PR #204, opened 2022-12-19
[OoT] Applied new organisation to cutscene and skeleton

Yanis42:
Applied the new organisation to ``oot_cutscene.py`` and ``oot_skeleton.py``, doing this first because the cutscene implementation will need an update when the cutscene system is documented in decomp (and doing skeleton with it for no reason, I just wanted to do files where I don't have to think hours first), also skeleton has a ``utility.py`` file, that's just to avoid having circular imports

For the changes, it's just split ``oot_cutscene.py`` and ``oot_skeleton.py`` into ``cutscene/`` and ``skeleton/`` folders, I can write a proper changelog if you need it 👍


Dragorn421 (approved):

Dragorn421:
Sorry for retracting my approval, I messed up and have only looked at a fraction of the changes :sweat:

Yanis42:
any update on this?

kurethedead (changes requested):
I think operator code in folders (ex. `cutscene/exporter/cutscene.py`) should be named something like `functions.py`, which can be standardized across all operators (same for skeleton, etc.) Otherwise the organization looks good.

Yanis42:
tbh I wasn't 100% satisfied with the current name, ``functions`` looks a lot better 👍

kurethedead (approved):

PR #206, opened 2022-12-23
Shadows in armateurs

Lilaa3:
you know, like we already do for render areas. who the fuck forgor

reasons this should be merged:
it would be so awesome
doesnt explode (i think)
doesnt need a start bone if you only want shadows
kaze asked for it so atleast one person will use it
changes

reason this shouldnt be merged:
none

### DIFF
--- a/fast64_internal/sm64/sm64_geolayout_parser.py
+++ b/fast64_internal/sm64/sm64_geolayout_parser.py
@@ -1345,7 +1345,7 @@ def parseShadow(
         else:  # Invalid shadow
             shadowType = 0
     shadowSolidity = int.from_bytes(command[4:6], "big")
-    shadowScale = int.from_bytes(command[6:8], "big")
+    shadowScale = int.from_bytes(command[6:8], "big") / bpy.context.scene.blenderToSM64Scale
 
     if not ignoreNode:
         boneName = format(nodeIndex, "03") + "-shadow"
@@ -1354,7 +1354,7 @@ def parseShadow(
             bone = armatureObj.data.bones[boneName]
             bone.shadow_type = str(shadowType)
             bone.shadow_solidity = shadowSolidity / 0xFF
-            bone.shadow_scale = shadowScale / bpy.context.scene.blenderToSM64Scale
+            bone.shadow_scale = shadowScale
     else:
         boneName = None
 
--- a/fast64_internal/sm64/sm64_level_writer.py
+++ b/fast64_internal/sm64/sm64_level_writer.py
@@ -699,7 +699,7 @@ class SM64OptionalFileStatus:
 def exportLevelC(
     obj, transformMatrix, f3dType, isHWv1, levelName, exportDir, savePNG, customExport, levelCameraVolumeName, DLFormat
 ):
-
+    
     fileStatus = SM64OptionalFileStatus()
 
     if customExport:
@@ -761,8 +761,8 @@ def exportLevelC(
 
         # Needs to be done BEFORE collision parsing
         setRooms(child)
-
-        geolayoutGraph, fModel = (
+        
+        geolayoutGraph, fModel =  convertObjectToGeolayout(
             obj,
             transformMatrix,
             f3dType,
@@ -774,8 +774,9 @@ def exportLevelC(
             DLFormat,
             not savePNG,
         )
-        geolayoutGraphC = geolayoutGraph.to_c()
 
+        geolayoutGraphC = geolayoutGraph.to_c()
+        
         # Write geolayout
         geoFile = open(os.path.join(areaDir, "geo.inc.c"), "w", newline="\n")
         geoFile.write(geolayoutGraphC.source)
@@ -1129,7 +1130,7 @@ class SM64_ExportLevel(ObjectDataExporter):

Your task: Give back all of the entries exactly as written.

Completed task:
PR #204, opened 2022-12-19
[OoT] Applied new organisation to cutscene and skeleton

Yanis42:
Applied the new organisation to ``oot_cutscene.py`` and ``oot_skeleton.py``, doing this first because the cutscene implementation will need an update when the cutscene system is documented in decomp (and doing skeleton with it for no reason, I just wanted to do files where I don't have to think hours first), also skeleton has a ``utility.py`` file, that's just to avoid having circular imports

For the changes, it's just split ``oot_cutscene.py`` and ``oot_skeleton.py`` into ``cutscene/`` and ``skeleton/`` folders, I can write a proper changelog if you need it 👍


Dragorn421 (approved):

Dragorn421:
Sorry for retracting my approval, I messed up and have only looked at a fraction of the changes :sweat:

Yanis42:
any update on this?

kurethedead (changes requested):
I think operator code in folders (ex. `cutscene/exporter/cutscene.py`) should be named something like `functions.py`, which can be standardized across all operators (same for skeleton, etc.) Otherwise the organization looks good.

Yanis42:
tbh I wasn't 100% satisfied with the current name, ``functions`` looks a lot better 👍

kurethedead (approved):

PR #206, opened 2022-12-23
Shadows in armateurs

Lilaa3:
you know, like we already do for render areas. who the fuck forgor

reasons this should be merged:
it would be so awesome
doesnt explode (i think)
doesnt need a start bone if you only want shadows
kaze asked for it so atleast one person will use it
changes

reason this shouldnt be merged:
none

### DIFF
--- a/fast64_internal/sm64/sm64_geolayout_parser.py
+++ b/fast64_internal/sm64/sm64_geolayout_parser.py
@@ -1345,7 +1345,7 @@ def parseShadow(
         else:  # Invalid shadow
             shadowType = 0
     shadowSolidity = int.from_bytes(command[4:6], "big")
-    shadowScale = int.from_bytes(command[6:8], "big")
+    shadowScale = int.from_bytes(command[6:8], "big") / bpy.context.scene.blenderToSM64Scale
 
     if not ignoreNode:
         boneName = format(nodeIndex, "03") + "-shadow"
@@ -1354,7 +1354,7 @@ def parseShadow(
             bone = armatureObj.data.bones[boneName]
             bone.shadow_type = str(shadowType)
             bone.shadow_solidity = shadowSolidity / 0xFF
-            bone.shadow_scale = shadowScale / bpy.context.scene.blenderToSM64Scale
+            bone.shadow_scale = shadowScale
     else:
         boneName = None
 
--- a/fast64_internal/sm64/sm64_level_writer.py
+++ b/fast64_internal/sm64/sm64_level_writer.py
@@ -699,7 +699,7 @@ class SM64OptionalFileStatus:
 def exportLevelC(
     obj, transformMatrix, f3dType, isHWv1, levelName, exportDir, savePNG, customExport, levelCameraVolumeName, DLFormat
 ):
-
+    
     fileStatus = SM64OptionalFileStatus()
 
     if customExport:
@@ -761,8 +761,8 @@ def exportLevelC(
 
         # Needs to be done BEFORE collision parsing
         setRooms(child)
-
-        geolayoutGraph, fModel = (
+        
+        geolayoutGraph, fModel =  convertObjectToGeolayout(
             obj,
             transformMatrix,
             f3dType,
@@ -774,8 +774,9 @@ def exportLevelC(
             DLFormat,
             not savePNG,
         )
-        geolayoutGraphC = geolayoutGraph.to_c()
 
+        geolayoutGraphC = geolayoutGraph.to_c()
+        
         # Write geolayout
         geoFile = open(os.path.join(areaDir, "geo.inc.c"), "w", newline="\n")
         geoFile.write(geolayoutGraphC.source)
@@ -1129,7 +1130,7 @@ class SM64_ExportLevel(ObjectDataExporter):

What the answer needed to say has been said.